▸ MATERIAL PROVIDED
-----
PR #2404, opened 2016-09-02
Support Premium storage account in AFC Task

niadak:
Support Premium storage account in AFC Task


Tasks/AzureFileCopy/AzureFileCopy.ps1
```diff
@@ -108,9 +111,18 @@ catch
     throw
 }
 
+if(-not [string]::IsNullOrEmpty($storageAccountType) -and $storageAccountType.StartsWith('Premium'))
```
kmkumaran: change it to contains.

Tasks/AzureFileCopy/AzureFileCopy.ps1
```diff
@@ -108,9 +111,18 @@ catch
...
+{
```
kmkumaran: add a verbose trace so that we know we have added it.

kmkumaran:
Looks fine.

PR #2407, opened 2016-09-02
Fixing Run Functional Test Task

prawalagarwal:
Problem: Currently default working directory for RunFunctionalTests task on remote test agents is temp directory and the test settigns file is created there. Therefore, if any deployment items are specified within the test settings file with relative path, they are searched within the temp and not in the test drop location.

Issue Link: #1638 

Fix: Checking if the path of depoyment items is not absolute and then prefixing them with test drop location, generating absolute path in the process.

Testing: Manual


kaadhina:
Approved

PR #2411, opened 2016-09-02
SonarQube build summary now gives details about quality gate failures.

HSAR:


Tasks/Gradle/CodeAnalysis/SonarQube/common.ts
```diff
@@ -45,13 +45,13 @@ export function processSonarQubeIntegration(sqBuildFolder:string):Q.Promise<void
     var sqMetrics:SonarQubeMetrics = getSonarQubeMetrics(sqRunSettings);
 
     // Wait for all promises to complete before proceeding (even if one or more promises reject).
-    return Q.allSettled([
+    return Q.all([
```
HSAR: This fixes rejected promises being swallowed.

Tasks/Gradle/CodeAnalysis/SonarQube/metrics.ts
```diff
@@ -64,6 +74,65 @@ export class SonarQubeMetrics {
     }
 
     /**
+     * Returns true if the quality gate has warned.
+     * @returns {Promise<boolean>} True if the quality gate has warned, false if the quality gate passed or failed.
+     */
+    public static hasQualityGateWarned(qualityGateStatus:string): boolean {
```
HSAR: We produce failure details for both WARN and FAIL states of quality gates.

Tasks/Gradle/CodeAnalysis/SonarQube/metrics.ts
```diff
@@ -72,14 +141,19 @@ export class SonarQubeMetrics {
...
 
+        if (SonarQubeMetrics.isCached(this.analysisDetails)) {
+            return Q.when(SonarQubeMetrics.getQualityGateStatus(this.analysisDetails));
+        }
+
         return this.getAnalysisId()
             .then((analysisId:string) => {
                 tl.debug(`[SQ] Analysis ID: ${analysisId}`);
-                var status =  this.getAnalysisStatus(analysisId);
-                tl.debug(`[SQ] Analysis status: ${status}`);
```
HSAR: This is an unrelated change: while this looks like it is printing the analysis status, in fact this is a promise that has not yet been resolved. The promise framework simply unwraps the promise before returning it - therefore, attempting to print here simple results in _[Promise promise]_.

Fixed by resolving the promise before printing it.

Tasks/Gradle/CodeAnalysis/SonarQube/metrics.ts
```diff
@@ -98,51 +172,84 @@ export class SonarQubeMetrics {
...
+        tl.debug(`[SQ] Waiting for SonarQube analysis to complete.`);
 
         // If we have previously waited, then we can immediately return true.
         if (this.analysisComplete) {
-            tl.debug(`[SQ] Analysis complete check already performed `);
+            tl.debug(`[SQ] Analysis already cached as complete.`);
             return Q.when(true);
         }
 
+        // Call isTaskComplete immediately
```
HSAR: This section has been changed to avoid a problem that previously existed where the first request to the server would not be sent until after one delay period. Now a request is immediately fired off before setting up the repeating tasks.

Tasks/Gradle/CodeAnalysis/SonarQube/metrics.ts
```diff
@@ -98,51 +172,84 @@ export class SonarQubeMetrics {
...
         var timeout = timeout || this.timeout;
-        var delay = delay || this.delay;
+        var delay = delay || this.delay;// Every [delay] seconds, call isTaskComplete()
 
-        // Every [delay] seconds, call isAnalysisComplete()
         var intervalTask = setInterval(() => {
             this.isTaskComplete()
                 .then((isDone:boolean) => {
                     if (isDone) {
-                        tl.debug(`[SQ] Analysis complete`);
```
HSAR: Code extracted into a method to improve readability. Cache logic that was previously here moved elsewhere to reduce redundancy and reduce the chances of not setting the cache correctly in certain circumstances.

Tasks/Gradle/CodeAnalysis/SonarQube/metrics.ts
```diff
@@ -56,6 +57,15 @@ export class SonarQubeMetrics {
     }
 
     /**
+     * Returns the status of the project under analysis (the quality gate status)
+     * @param analysisDetails A JSON object representation of the analysis
+     * @returns String representing the result of the project analysis
+     */
+    public static getQualityGateStatus(analysisDetails:any):string {
+        return analysisDetails.projectStatus.status;
```
bgavrilMS: Better to check and throw if analysisDetails is null, i.e. we have not waited.

HSAR: The expected way this method is used will be 

_return metricsInstance.getAnalysisDetails().then((analysisDetails) => {
&nbsp;&nbsp;&nbsp;&nbsp;return SonarQubeMetrics.getQualityGateStatus(analysisDetails))
}_

Here, the call to _getAnalysisDetails()_ contains the heavyweight logic of calling, extracting, etc.. The static call to getQualityGateStatus is merely to extract the relevant field from within the analysis details, and is made public for cases where the analysis details have already been fetched.

Tasks/Gradle/CodeAnalysis/SonarQube/metrics.ts
```diff
@@ -64,6 +74,65 @@ export class SonarQubeMetrics {
...
+    }
+
+    /**
+     * Makes a RESTful API call to get analysis details (e.g. quality gate status)
+     * Returns from the cache if analysis has completed.
+     * @param analysisId (optional) String representing the ID of the analysis to fetch details for.
+     *     If not specified, cached ID will be used or analysisId will be fetched
+     * @returns JSON object representation of the analysis details
+     */
+    public getAnalysisDetails(analysisId?:string):Q.Promise<Object> {
```
bgavrilMS: A small naming issue - methods such as getX suggest that the operation is a fast completing one. However, getAnalysisDetails involves making rest api calls etc. So perhaps fetchAnalysisDetails or queryFor is better?

Tasks/Gradle/task.json
```diff
@@ -342,6 +342,8 @@
         "sqAnalysis_IsPullRequest_SkippingBuildBreaker": "Pull request build: build will not be broken if quality gate fails.",
         "sqAnalysis_BuildBrokenDueToQualityGateFailure": "The SonarQube quality gate associated with this build has failed.",
         "sqAnalysis_QualityGatePassed": "The SonarQube quality gate associated with this build has passed (status %s)",
+        "sqAnalysis_UnknownComparatorString": "Unknown operator string: %s",
```
bgavrilMS: Not sure if this is helping the user in any way. A more general error message like "There was a problem creating the SonarQube summary - unkown operator %s"

bgavrilMS:
Good stuff, LGTM

Tasks/Gradle/CodeAnalysis/SonarQube/metrics.ts
HSAR: This is a good point. I'll change to "fetch", since it doesn't always query.

Accepted, in progress.

Tasks/Gradle/task.json
HSAR: Accepted, to do.

Tasks/Gradle/CodeAnalysis/SonarQube/metrics.ts
HSAR: Resolved, done.

Tasks/Gradle/task.json
HSAR: Resolved, done.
-----
▸ YOUR GOAL
Your answer must be a single number: the count of lines above that hold the word "representation".

▸ ANSWER TO THIS EXERCISE
2